With a damaged kidney, as it is in this case, how does a decreased gfr translate into fluid accumulating in the interstitium.

Is it because solute concentrations in the interstitium increase relative to the capillary, thereby increasing the fluid left in the interstitium? This doesn't really make sense though, since the capillaries would have a higher oncotic pressure.

Or is it because, like sodium, when urea is getting reabsorbed in larger quantities, water follows it. And if water is following the urea then the hydrostatic pressure (due to blood pressure) will increase? This would make sense to me in the context of an edema

You might be overthinking this a bit, but I'll try to explain from what I can remember, bear in mind I am a paramedic.

The key to this passage is that the patient requires dialysis, most likely indicating CKD5, which approximates to a <15 ml/min/1.73^2 GFR. This results in very little water/sodium/other electrolytes etc. being absorbed or filtered into bowmans capsule, which in turn means the water etc. continues into the renal vein and remains in circulation. While it is true that your absolute solute concentrations are increasing in the intravascular space, you are also retaining a tremendous amount of water, keeping the relative concentrations of solute about the same.
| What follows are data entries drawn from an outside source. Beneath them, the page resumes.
Issue #1997, opened 2019-08-13
Feature Suggestion - Webhook integration should indicate timeout


vsliouniaev:
The webhook configuration timeout is dependent on configuration in alertmanager, which isn't visible to the endpoint receiving the request. It would be quite useful to have this information available in the receiving service, particularly where it acts as a proxy for integrating with something down-stream.

## Scenario
I have an in-house routing service for alerts that is gathering events from multiple systems. In order to integrate with Alertmanager, I have a service that transforms Alertmanager-format webhooks and sends these on to my in-house alerting service. I would like to set my transforming service timeouts to be lower than Alertmanager is using, omit any retry logic and rely on Alertmanager to perform retries as it normally would. I can do this already, if I know what the alertmanager settings are, but if I have multiple teams that have their own configurations, this becomes more complex to deal with.

This approach would allow me to just use the alertmanager-indicated information to set my timeout.

## Possible solution
Use a query parameter, e.g. `?timeout=30s` in order to indicate this information from Alertmanager, in the same way certain Kubernetes requests behave.

simonpasquier:
Prometheus sends a `X-Prometheus-Scrape-Timeout-Seconds` header when scraping targets. I suppose we could take the same approach.

johncming:
> Prometheus sends a `X-Prometheus-Scrape-Timeout-Seconds` header when scraping targets. I suppose we could take the same approach.

add timeout below, is ok?
https://github.com/prometheus/common/blob/b5fe7d854c42dc7842e48d1ca58f60feae09d77b/config/http_config.go#L75-L86

PR #2132, opened 2019-12-06
notify/webhook: add timeout config for hints. #1997

johncming:
Only the timeout option is added for webhook.

If modify 'HTTPClientConfig', some notifier may not support `X-Prometheus-Scrape-Timeout-Seconds`  in http headers.

https://github.com/prometheus/common/blob/b5fe7d854c42dc7842e48d1ca58f60feae09d77b/config/http_config.go#L75-L86

### DIFF
--- a/config/notifiers.go
+++ b/config/notifiers.go
@@ -20,8 +20,8 @@ import (
 	"time"
 
 	"github.com/pkg/errors"
-
 	commoncfg "github.com/prometheus/common/config"
+	"github.com/prometheus/common/model"
 )
 
 var (
@@ -409,6 +409,9 @@ type WebhookConfig struct {
 
 	// URL to send POST request to.
 	URL *URL `yaml:"url" json:"url"`
+
+	// Timeout to tell server cancel response after timeout
+	Timeout model.Duration `yaml:"timeout" json:"timeout"`
 }
 
 // UnmarshalYAML implements the yaml.Unmarshaler interface.
--- a/notify/webhook/webhook.go
+++ b/notify/webhook/webhook.go
@@ -20,6 +20,7 @@ import (
 	"fmt"
 	"io"
 	"net/http"
+	"time"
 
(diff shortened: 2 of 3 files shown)


simonpasquier:
Thanks for tackling this. IMO, we don't need a `Timeout` setting in the webhook configuration. The timeout is already set when Alertmanager processes the alerts group, it is carried in the `context.Context` and you can compute it from `ctx.Deadline()`.

Also we want a header name specific to Alertmanager rather than reusing `X-Prometheus-Scrape-Timeout-Seconds`. Maybe `X-Alertmanager-Timeout-Seconds`?

cc @vsliouniaev

brian-brazil:
Hmm, what would a client do with the knowledge that the Alertmanager has timed out? Cancelling an attempt to send a notification that was just about to work seems counter-productive.

vsliouniaev:
I believe this is addressing this issue: https://github.com/prometheus/alertmanager/issues/1997, though the name of the header here isn't intuitive

johncming:
> X-Alertmanager-Timeout-Seconds

You mentioned two parts:
1) the name of the header, how about `X-Alertmanager-Notify-Timeout-Seconds` like `X-Prometheus-Scrape-Timeout-Seconds` with extra verb.

2) Whether need to set a timeout in config or use the remaining timeout of the server.

johncming:
> Hmm, what would a client do with the knowledge that the Alertmanager has timed out? Cancelling an attempt to send a notification that was just about to work seems counter-productive.

`webhook` feature is very common, and the potential extensibility is very good. Can it  consider optimizing them to use them differently from other methods like email? 

The timeout here is more of a hint.

brian-brazil:
My question is is there actually a good use case for this, or will users end up blindly following typical timeout patterns and end up making their notifications less reliable. Keep in mind that we have users who misunderstand what a 1s group intervals means, and presumably wouldn't also get its impact on timeouts.

PR #2136, opened 2019-12-11
move walkRoute to dispatch package.

johncming:
move walkRoute to dispatch package for better encapsulation and add test case.

### DIFF
--- a/dispatch/route_test.go
+++ b/dispatch/route_test.go
@@ -267,3 +267,88 @@ routes:
 		}
 	}
 }
+
+func TestRouteWalk(t *testing.T) {
+	in := `
+receiver: 'notify-def'
+
+routes:
+- match:
+    owner: 'team-A'
+
+  receiver: 'notify-A'
+
+  routes:
+  - match:
+      env: 'testing'
+
+    receiver: 'notify-testing'
+    group_by: [...]
+
+  - match:
+      env: "production"
+
+    receiver: 'notify-productionA'
+    group_wait: 1m
+
+    continue: true
+
+  - match_re:
+      env: "produ.*"
+      job: ".*"
+
+    receiver: 'notify-productionB'
+    group_wait: 30s
+    group_interval: 5m
+    repeat_interval: 1h
+    group_by: ['job']
+
+
+- match_re:
+    owner: 'team-(B|C)'
+
+  group_by: ['foo', 'bar']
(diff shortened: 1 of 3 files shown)


dispatch/route_test.go
```diff
@@ -267,3 +267,90 @@ routes:
...
+
+	var ctree config.Route
+	if err := yaml.UnmarshalStrict([]byte(in), &ctree); err != nil {
+		t.Fatal(err)
+	}
+	tree := NewRoute(&ctree, nil)
+
+	var got, expected []string
+
+	// DFS
```
simonpasquier: This can be removed

dispatch/route_test.go
```diff
@@ -267,3 +267,90 @@ routes:
...
+      group_wait: 2m
+`
+
+	var ctree config.Route
+	if err := yaml.UnmarshalStrict([]byte(in), &ctree); err != nil {
+		t.Fatal(err)
+	}
+	tree := NewRoute(&ctree, nil)
+
+	var got, expected []string
```
simonpasquier: lets move `var got |]string` right before calling `tree.Walk()`.

dispatch/route_test.go
```diff
@@ -267,3 +267,90 @@ routes:
...
+
+	// DFS
+	expected = []string{
```
simonpasquier: `expected = []string{` -> `expected := []string{`

dispatch/route_test.go
johncming: ok.

dispatch/route_test.go
johncming: ok.

dispatch/route_test.go
johncming: ok

simonpasquier:
The DCO is failing.

dispatch/route_test.go
simonpasquier: still to be removed :smirk:

johncming:
> The DCO is failing.

@simonpasquier fixed

simonpasquier:
Please remove this [comment](https://github.com/prometheus/alertmanager/pull/2136/files#diff-8d3bcd8a072f2a0eb4586f92a18fa168R334) and it will be good to go. Thanks!

simonpasquier:
Thanks!

PR #2488, opened 2021-02-20
Negative matchers on the Silence form page

### LINKED ISSUE #1682: Allow negative (re) matching in silences

w0rm:
Closes #1682

This implements the ability to create silences with negative matchers using the UI element from the alerts page.

Screenshot 2021-02-20 at 13 26 58

Signed-off-by: w0rm unsoundscapes@gmail.com


beorn7:
Great. Will have a closer look ASAP.

beorn7:
Awesome. I cannot judge the Elm code, but I played with it, and it does what it should do. Let's see if @simonpasquier or anyone with Elm foo wants to chime in (for another day or so), but otherwise, I think we should just merge this.

beorn7 (approved):

beorn7:
@vladimiroff you might be interested in this, too.

vladimiroff (approved):
Looking good. Also, edit and recreate forms don't forget `isEqual`, which is something I've spent a lot more time, that I am willing to admit. Extra points for the proper cleanup in `SilenceForm/Types.elm`, taught me a lot.

PR #2509, opened 2021-03-09
Clustering: Change WaitReady to accept a Context.

stevesg:
WaitReady is a blocking call and so should accept a Context in order to
be responsive to cancellation of the notification pipeline for any reason.

Signed-off-by: Steve Simpson <steve.simpson@grafana.com>

### DIFF
--- a/notify/notify.go
+++ b/notify/notify.go
@@ -44,7 +44,7 @@ type ResolvedSender interface {
 // Peer represents the cluster node from where we are the sending the notification.
 type Peer interface {
 	// WaitReady waits until the node silences and notifications have settled before attempting to send a notification.
-	WaitReady()
+	WaitReady(context.Context) error
 }
 
 // MinTimeout is the minimum timeout that is set for the context of a call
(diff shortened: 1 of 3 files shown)


pracucci (approved):
LGTM! This would be helpful in Cortex.

gotjosh (approved):

gouthamve (approved):

notify/notify.go
```diff
@@ -44,7 +44,7 @@ type ResolvedSender interface {
 // Peer represents the cluster node from where we are the sending the notification.
 type Peer interface {
 	// WaitReady waits until the node silences and notifications have settled before attempting to send a notification.
-	WaitReady()
+	WaitReady(context.Context)
```
pstibrany, line 47: When accepting context, I would expect that method also returns `error`, so that client calling it knows whether method has succeded or not.

roidelapluie:
Thanks!

I agree with @pstibrany 's comment

notify/notify.go
stevesg: Also added a test for the non-blocking path.

PR #2511, opened 2021-03-10
Replace satori/go.uuid with gofrs/uuid

codesome:
github.com/satori/go.uuid seems to have some fixes/enhancement since it's last tagged release. And it has been a while since it had any commit into master (last was Oct 2018), so I am not expecting a tagged release to be out anytime soon.

So I am proposing we upgrade it to master (it is also blocking other upgrades in grafana/grafana).

EDIT: replaced the package based on suggestion here https://github.com/prometheus/alertmanager/pull/2511#issuecomment-795419514


gouthamve (approved):
LGTM!

beorn7 (approved):
OK as band aid. But preferably, we avoid those hacks.

Have you tried to ping the maintainers of the upstream repository about tagging a version?

roidelapluie:
We could also move to a maintained fork, https://github.com/gofrs/uuid

beorn7:
That sounds like a plan!

codesome:
I have now replaced satori/go.uuid with gofrs/uuid, PTAL

beorn7 (approved):
And wow, TIL that github.com/gofrs/uuid has reverted their Go Modules support ("until Go Modules is more mature").

PR #2512, opened 2021-03-10
Update go-openapi to latest

gouthamve:
go-swagger 0.25.0+ are failing though :/

Did this because importing AM downstream requires us to `replace go-openapi` components, thought I'd fix that. But holy wow, this is a massive diff, not sure if we want to do this now.


beorn7 (approved):
From my essentially not existent knowledge about Swagger, this looks good to me. (In other words: It would be better if someone more qualified could also review this.)

simonpasquier:
:+1: will take a look early next week but if tests are green, it's probably fine :)

go.mod
```diff
@@ -2,36 +2,50 @@ module github.com/prometheus/alertmanager
 
 require (
 	github.com/alecthomas/units v0.0.0-20190924025748-f65c72e2690d
-	github.com/cenkalti/backoff/v4 v4.0.2
+	github.com/armon/go-metrics v0.3.6 // indirect
```
simonpasquier, line 5: Could you remove all the `// indirect` dependencies? I don't think it makes sense to bump them explicitly...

With fluid overload, your vascular system starts to get leaky, its like a cup that has been overfilled and now fluid is spilling over the brim. It has to go somewhere, hence the third-spacing, generally this means the feet and ankles start to swell first due to gravity (pitting edema is actually kind of interesting to see first hand), if clearance still isn't happening, this worsens, and eventually you start to see more fluid shift in other areas of the body, eventually leading to pulmonary edema, especially if the patient is lying supine. It isn't that the water is following the urea or sodium, but rather, the water just never gets cleared in the first place and then has to go somewhere.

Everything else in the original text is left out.